Start of Block

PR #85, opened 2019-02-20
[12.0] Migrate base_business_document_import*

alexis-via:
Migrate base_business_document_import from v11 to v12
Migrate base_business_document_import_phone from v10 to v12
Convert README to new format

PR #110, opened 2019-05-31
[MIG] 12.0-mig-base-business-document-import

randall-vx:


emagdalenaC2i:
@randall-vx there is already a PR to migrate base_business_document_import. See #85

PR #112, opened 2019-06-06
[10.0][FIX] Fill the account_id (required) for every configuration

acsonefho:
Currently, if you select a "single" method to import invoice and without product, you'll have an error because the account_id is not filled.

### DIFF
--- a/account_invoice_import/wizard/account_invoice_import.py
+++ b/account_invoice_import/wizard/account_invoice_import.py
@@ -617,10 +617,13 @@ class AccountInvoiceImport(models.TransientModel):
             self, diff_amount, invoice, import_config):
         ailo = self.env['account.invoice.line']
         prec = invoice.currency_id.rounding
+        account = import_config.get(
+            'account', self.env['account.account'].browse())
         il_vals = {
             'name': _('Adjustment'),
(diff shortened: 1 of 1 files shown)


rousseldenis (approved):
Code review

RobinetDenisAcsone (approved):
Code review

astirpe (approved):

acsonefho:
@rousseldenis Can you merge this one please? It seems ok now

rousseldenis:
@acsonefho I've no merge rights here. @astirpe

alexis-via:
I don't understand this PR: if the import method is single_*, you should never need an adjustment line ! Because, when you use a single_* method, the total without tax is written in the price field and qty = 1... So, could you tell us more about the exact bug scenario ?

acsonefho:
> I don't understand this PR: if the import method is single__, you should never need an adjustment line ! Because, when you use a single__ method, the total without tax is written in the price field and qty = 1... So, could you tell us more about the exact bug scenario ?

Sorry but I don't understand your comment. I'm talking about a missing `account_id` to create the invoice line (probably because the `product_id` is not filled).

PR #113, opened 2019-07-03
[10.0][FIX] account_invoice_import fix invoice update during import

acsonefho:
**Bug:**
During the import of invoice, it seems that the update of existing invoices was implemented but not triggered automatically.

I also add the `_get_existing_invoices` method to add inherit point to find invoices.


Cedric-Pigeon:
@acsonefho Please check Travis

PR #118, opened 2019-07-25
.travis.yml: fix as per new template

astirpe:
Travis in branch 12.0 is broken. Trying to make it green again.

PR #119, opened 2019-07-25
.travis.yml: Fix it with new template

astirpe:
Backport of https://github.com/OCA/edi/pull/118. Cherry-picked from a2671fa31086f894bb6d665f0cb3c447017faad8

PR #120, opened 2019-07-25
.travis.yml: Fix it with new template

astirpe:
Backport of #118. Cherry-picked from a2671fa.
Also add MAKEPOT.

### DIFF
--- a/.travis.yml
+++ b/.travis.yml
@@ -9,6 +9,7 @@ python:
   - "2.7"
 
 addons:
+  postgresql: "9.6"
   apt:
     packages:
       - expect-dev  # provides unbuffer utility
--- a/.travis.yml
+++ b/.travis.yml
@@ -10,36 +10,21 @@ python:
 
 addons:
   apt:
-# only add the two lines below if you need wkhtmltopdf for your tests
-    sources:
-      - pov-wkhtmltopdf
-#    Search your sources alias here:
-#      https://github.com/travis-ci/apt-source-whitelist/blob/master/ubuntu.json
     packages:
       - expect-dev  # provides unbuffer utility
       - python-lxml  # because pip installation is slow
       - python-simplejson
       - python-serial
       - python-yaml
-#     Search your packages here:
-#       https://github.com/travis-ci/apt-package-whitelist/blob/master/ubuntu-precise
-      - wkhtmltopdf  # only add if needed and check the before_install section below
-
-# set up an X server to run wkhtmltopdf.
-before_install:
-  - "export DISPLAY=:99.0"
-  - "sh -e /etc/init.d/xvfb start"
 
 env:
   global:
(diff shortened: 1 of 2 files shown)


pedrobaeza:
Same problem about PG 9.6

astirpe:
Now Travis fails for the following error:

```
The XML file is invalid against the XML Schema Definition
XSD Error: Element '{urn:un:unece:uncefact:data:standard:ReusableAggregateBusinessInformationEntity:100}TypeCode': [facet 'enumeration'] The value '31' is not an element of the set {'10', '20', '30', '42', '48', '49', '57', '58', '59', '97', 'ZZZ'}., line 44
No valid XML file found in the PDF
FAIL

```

End of Block

Exercise:
In the lines above, find each one with "opened" and list it.

Exercise output:
PR #85, opened 2019-02-20
PR #110, opened 2019-05-31
PR #112, opened 2019-06-06
PR #113, opened 2019-07-03
PR #118, opened 2019-07-25
PR #119, opened 2019-07-25
PR #120, opened 2019-07-25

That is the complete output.